Return each line exactly as written. Begin with the first line of the entries and end with the line that has "- Repeat with other wallets and chains".

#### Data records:
◇ ◇ ◇ ◇ ◇
PR #2430, opened 2023-01-09
Session Keys PR2/3/5: Add signatures + verification

raykyri:
1. Generates a session key whenever the user logs into Commonwealth, caches this in localStorage, and retrieves and re-verifies them on page reload.
2. Uses session keys to sign actions corresponding to main Commonwealth actions (create/delete thread, comment, reaction).
3. Stores canvas_session, canvas_action, and canvas_hash on backend for models.
4. Adds a signing dialog, that prompts for the user to re-sign using their wallet whenever their session is invalid.
5. Verifies canvas_session and canvas_action when passed back onto the frontend, in a new dialog which can be accessed by clicking on the timestamp on comments.

To test, you should clear localStorage to simulate a session key expiring.

Note: We do not enforce checks on expired session keys at this time, and should review the performance of this PR in production before turning on those checks.

### Test plan:

- Log in with one wallet
- Clear localStorage and refresh
- Go to react to a comment or thread, and/or comment or post a thread. You should see a prompt to re-sign at the moment of creating your new content item
- Click the timestamp and check that action and session are both verified correctly
- Repeat with other wallets and chains
- Inspect the database, note that canvas_action, canvas_session, canvas_hash are all filled in

For each of these communities, login using all wallets, create a thread, create a comment, react to the comment. Then create a second thread, create a comment, delete the comment, delete the thread.

- Ethereum: http://localhost:8080/dydx
- Evmos / Injective: http://localhost:8080/evmos
- Cosmos: http://localhost:8080/osmosis
- NEAR: http://localhost:8080/near
- Solana: http://localhost:8080/solana
- Polkadot: http://localhost:8080/edgeware

### Does this PR affect any server routes?
- [x] yes
- [ ] no

### If this PR affects server routes, what are the security implications?

- The sign in format (the data signed) for verifyAddress has been updated; worth noting for non-Eth chains.
- We do not provide a blocknum for chains outside the eth- and cosmos- networks.
- No other logical changes to server routes.

Have proper tags been added (for bug, enhancement, breaking change)?
- [x] yes

PR #2700, opened 2023-02-07
Hotfix: preserve substrate profile identity.

jnaviask:
## Description

#2657 caused a P0 outage, via `error: column OffchainProfile.identity does not exist` on the /bulkProfiles call. This was because we had removed the `identity` column from OffchainProfile without ensuring that this was safe to do so. The work to actually remove identities across the site can be found in #2697.

This PR removes that `removeColumn` from the migration, which fixes the error on fetching profiles. No other errors noticed at this time, but we should QA more extensively before our next deploy.


jnaviask:
Going in with #2430.

PR #2703, opened 2023-02-07
Replace more modals with new modal

affordances:


zakhap (approved):
All the modals work as expected except Order New Topics which I opened a specific Issue for. Looking and feeling pretty good.

Issue #2680, opened 2023-02-07
Deprecate ethereumjs-util usage on client.


jnaviask:
Currently we only use ethereumjs-util in one place on the client. We should remove it entirely, replacing its functionality with web3 or other existing lib, so it is no longer bundled with the front-end.

PR #2707, opened 2023-02-08
Remove ethereumjs-util as direct dependency.

jnaviask:
## Description

Relates to #2680 but many other libraries depend on it, so not as big a win as expected.

Main possible breakage here is Metamask on Evmos, but tested + confirmed it still works.


CowMuon (approved):
Still have this in other places, but this is a good start.

dillchen:
Where is it still mentioned? I believe that it's being imported is from @mgaic-sdk (as an unshakeable dependency), @CowMuon are you shaking otherwise?

CowMuon:
Would be great to get a better understanding of the performance implications here. We're removing a lower-level / more performant library in favor of a higher level library. Now I doubt the actual performance impact will be felt here, but we need align on when we prefer to use lower level libraries that give us a bit more power  vs. higher level abstractions that are more convenient. 

At this stage developer speed is more important than performance tuning, but we do need to have a shared understanding here, and the time will come when shaving milliseconds off will become a multiplier at scale.

dillchen:
All good questions, more context should have been added, this was in "brain" (it's probably in the eng channel) but should have been said.

1. ethereumjs-util is no longer maintained (repo is publically archived)
2. We want to move to "one ETH lib" we had 3 (now we have 2 - web3 and ethers) => this makes it easier to transition
3. We get incremental 30kb gzipped savings (not that much of the current 1mb set of initial chunks). But as we get down to one "ETH lib" post chain code => this should bring down total size a further ~100kb => a full ~15% savings.

dillchen:
Outside of this, the code is actually more concise :)

And agreed => would be great to get bundle stats rather than manual reporting in CI, but that's later! That will tell future performance gains

dillchen:
This branch / commit removes the loading of `ethereumjs-util` from chunks (we were using a server side magic Auth call instead of the client side`

https://github.com/hicommonwealth/commonwealth/commit/b96dc2911a6d10a257f9cec49ab9fd307e154f3d

dillchen:
not sure how ya'll want to proceed

CowMuon:
What's our test plan for this?

PR #2715, opened 2023-02-08
Fix: Terra Station wallet

raykyri:
Terra Station wallet was not showing up

## How has this been tested?

Check that Station now shows up if installed.

Check that Station doesn't show up if not installed (e.g. in incognito).

NO

n/a


jnaviask:
Terra reappears but logging in unfortunately doesn't work, at least in my browser. After I enter my password, nothing happens.

CowMuon:
This fixes Terra wallet not showing up, but doesn't actually get it working. So we should not merge this in until it's working, since that will give users false impression. 

Let's make this a draft PR, which we can merge when Terra wallet is tested and confirmed to be working.

raykyri:
Weirdly, this still works perfectly for me. Maybe we're on different versions of Station? I'm on 7.1.1 on Brave.

I'll leave it up to someone else to revisit though, since I haven't been able to replicate whatever is breaking the wallet.

jnaviask:
Superseded by #2926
◇ ◇ ◇ ◇ ◇
#### SOLUTION:
PR #2430, opened 2023-01-09
Session Keys PR2/3/5: Add signatures + verification

raykyri:
1. Generates a session key whenever the user logs into Commonwealth, caches this in localStorage, and retrieves and re-verifies them on page reload.
2. Uses session keys to sign actions corresponding to main Commonwealth actions (create/delete thread, comment, reaction).
3. Stores canvas_session, canvas_action, and canvas_hash on backend for models.
4. Adds a signing dialog, that prompts for the user to re-sign using their wallet whenever their session is invalid.
5. Verifies canvas_session and canvas_action when passed back onto the frontend, in a new dialog which can be accessed by clicking on the timestamp on comments.

To test, you should clear localStorage to simulate a session key expiring.

Note: We do not enforce checks on expired session keys at this time, and should review the performance of this PR in production before turning on those checks.

### Test plan:

- Log in with one wallet
- Clear localStorage and refresh
- Go to react to a comment or thread, and/or comment or post a thread. You should see a prompt to re-sign at the moment of creating your new content item
- Click the timestamp and check that action and session are both verified correctly
- Repeat with other wallets and chains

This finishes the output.